I do question the fuel I filled up with from the 66 station. It's one of the few stations that does not have the mandated biodiesel label, so it is supposedly straight petroleum Diesel fuel. I regularly fill up at a Hy-Vee that is the only station in my city that confirms to me they do not use biodiesel.

The biodiesel thing doesn't matter to me. I use it and don't care. It's just now it's hard starting and came close to not starting.


----------



## Johnny B (Jun 4, 2019)

Around here this stuff is like gold.








Amazon.com: Power Service 08016-09 Diesel 9•1•1 Fuel Additive - 16 oz. : Automotive


Buy Power Service 08016-09 Diesel 9•1•1 Fuel Additive - 16 oz.: Engine & Oil - Amazon.com ✓ FREE DELIVERY possible on eligible purchases



www.amazon.com





Also, back in my days of diesel driving I would run the glow plug cycle additional times in cold weather. For -10F I'd go for 3-4 cycles.

Also, before randomly replacing them I would check them with an Amp meter first.


----------



## Barry Allen (Apr 18, 2018)

Johnny B said:


> I would run the glow plug cycle additional times in cold weather. For -10F I'd go for 3-4 cycles.


It's push-button start. I don't get to choose how long the plugs warm - the computer decides for me.


----------



## Johnny B (Jun 4, 2019)

Well, that is unfortunate. Try using the procedure on page 253 of the owners manual. 

Sometimes these engineers need a dose of reality, a computer will never always know what to do.


----------



## Barry Allen (Apr 18, 2018)

Johnny B said:


> Sometimes these engineers need a dose of reality, a computer will never always know what to do.


If I routinely operated this vehicle in arctic climate, I'd have the glow plugs wired up manually. This would help both for starting and also for ether starting.
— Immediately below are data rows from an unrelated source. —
PR #13774, opened 2023-04-27
SPU LLVM: Fix -0 handling in Accurate xfloat mode

Scofield1008:
Resulted incorrectly in -2 instead. Makes the SPU accuracy test results closer to real hardware.


Scofield1008 (commented):
Someone merge this already.

PR #13778, opened 2023-04-28
Qt: game list fixes

Megamouse:
- Fix segfault when accessing invalid pointers in IconReady function
- Fix narrow icon column when opening rpcs3 after closing it with a visibly empty list
- Don't mount dev_hdd0 in screenshot manager


Megamouse:
hotfix for segfault

Issue #13641, opened 2023-04-11
[Regression] Latest AppImage causes RPCS3 to crash with "CommandLine Error: Option 'use-dbg-addr' registered more than once!"


EeveeEuphoria:
### Quick summary

The latest version of RPCS3 (at this time, commit 6fbca1ac) crashes on start-up with the following:
```
/usr/bin/AppImageLauncher: /lib64/libcurl.so.4: no version information available (required by /usr/bin/../lib/x86_64-linux-gnu/appimagelauncher/libappimageupdate.so)
Debugger: 0
Failed to set RLIMIT_MEMLOCK size to 2 GiB. Try to update your system configuration.
: CommandLine Error: Option 'use-dbg-addr' registered more than once!
LLVM ERROR: inconsistency in registered CommandLine options
```

### Details

This is in contrast to the last version of RPCS3 I've been using (0.0.27-14845-7081b89e) which has worked just fine, and did not crash like this. Of note `Failed to set RLIMIT_MEMLOCK size to 2 GiB. Try to update your system configuration.` also occurs on this old version, I tried to fix it using help from a different issue but it didn't do anything, since the file `/etc/security/limits.conf` didn't exist at all on my system, either way irrelevant to this issue I think.

From what I can gather this is a compiler issue, so this must affect more than just my system. I've also seen a different report (#13638) saying the latest LLVM has caused a regression in performance on Windows, not sure if this is related.

### Build with regression

v0.0.27-14854-6fbca1ac

### Attach two log files

[RPCS3.log for v0.0.27-14854-6fbca1ac, crash](https://github.com/RPCS3/rpcs3/files/11197996/RPCS3.log)
[RPCS3.log for v0.0.27-14845-7081b89e, successful load](https://github.com/RPCS3/rpcs3/files/11198070/RPCS3.log)

### System configuration

OS: openSUSE Tumbleweed (v. 20230407)
CPU: AMD Ryzen 5 5600G
GPU: AMD ATI Radeon RX 6600 XT
DE: Plasma 5.27.4 (xorg)
Mesa Version: 23.0.1

EeveeEuphoria:
Went and did a test real quick, and literally the build made after the one I currently have (the build being 0.0.27-14846) is the one that crashes, being the #13534 LLVM 16 commit. That one exhibits the same issues as the latest version.

thesourcehim:
[...]

PR #13789, opened 2023-04-30
Bring back removing the wayland-client lib

hcorion:
Fix the issue with not being able to render with mesa drivers reported
https://github.com/RPCS3/rpcs3/issues/13641#issuecomment-1528881975


AniLeo (approved):
Verified fixed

An old guy down the road from my parents owned some Ford trucks with the 6.9 and 7.3 IDI engines. He was known locally as a Diesel guru and he did custom work on his trucks. One thing he did was source some super heavy duty marine glow plugs from somewhere and he would wire them up manually with a switch and relay in the cab of his truck. He could then toggle the plugs on for 2-3 minutes on really cold days to give a long warmup period. He also had the ability to turn the plugs back on once the truck started and use them for emissions reduction (less white smoke) and combustion stability. He would drive with the plugs on until he saw the coolant temperature gauge on the dash move off of minimum level.

He also had the plugs wired up manually so he could use ether for starting, and he did this on his 7.3 DI engine as well. For those occasions he was somewhere really cold and the engine just wasn't wanting to start with plugs heated, he could manually disable them and use a squirt of ether in the intake to start the engine. The potential damage from ether comes from when it prematurely ignites due to the glow plugs being hot (combustion at the wrong time in the compression stroke can crack pistons, break rings, bend rods, etc.) but disabling the plugs allows ether to be used safely as long as you do it lightly.


----------



## boraz (Aug 29, 2013)

Barry Allen said:


> It's push-button start. I don't get to choose how long the plugs warm - the computer decides for me.


never thought aboot the push button start not being able to cycle glow plugs....****


----------



## boraz (Aug 29, 2013)

you got a herman nelson at your parents?


----------



## Johnny B (Jun 4, 2019)

Well, you obviously know all about glow plugs. Although it is sad to resort to it, let me know if it worked.


----------



## Barry Allen (Apr 18, 2018)

It warmed up to about 0ºF and this evening I had to take my mother to the christmas light show at a local farm (huge light show set to music). The car started as normal, so a difference of 8ºF helped. The engine might have been _SLIGHTLY_ warmer from driving it that morning, so I guess that could make a difference.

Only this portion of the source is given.